Felter v. Southern Pacific Co., 359 U.S. 326 (1959)

Felter v. Southern Pacific Co.


No. 269


Argued March 24, 1959
Decided April 27, 1959
359 U.S. 326

CERTIORARI TO THE UNITED STATES COURT OF APPEALS
FOR THE NINTH CIRCUIT

Syllabus

The Railway Labor Act, as amended, authorizes labor organizations representing employees of carriers to make "checkoff" agreements with the carriers for the deduction from employees’ wages of periodic dues, initiation fees, and assessments, but it provides that

no such agreement shall be effective with respect to any individual employee until he shall have furnished the employer with a written assignment to the labor organization . . . which shall be revocable in writing after the expiration of one year.

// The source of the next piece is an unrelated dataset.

PR #228, opened 2022-02-28
[Search processes] account for exited processes in preview

kidonng:
First, thanks for your effort in getting the process search feature in! I saw the mention but unfortunately don't have the time to chime in.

The Brotherhood of Railroad Trainmen and a Railroad entered into, and attempted to enforce against an employee of the Railroad, an agreement that there be used, as a necessary form for revoking an assignment, nothing other than a writing executed on a form furnished by the Brotherhood and forwarded by the Brotherhood to the Railroad.

Held: such a requirement may not be enforced against an individual employee, because it would restrict his statutory right to revoke an assignment after one year. Pp. 326-338.

256 F.2d 429 reversed.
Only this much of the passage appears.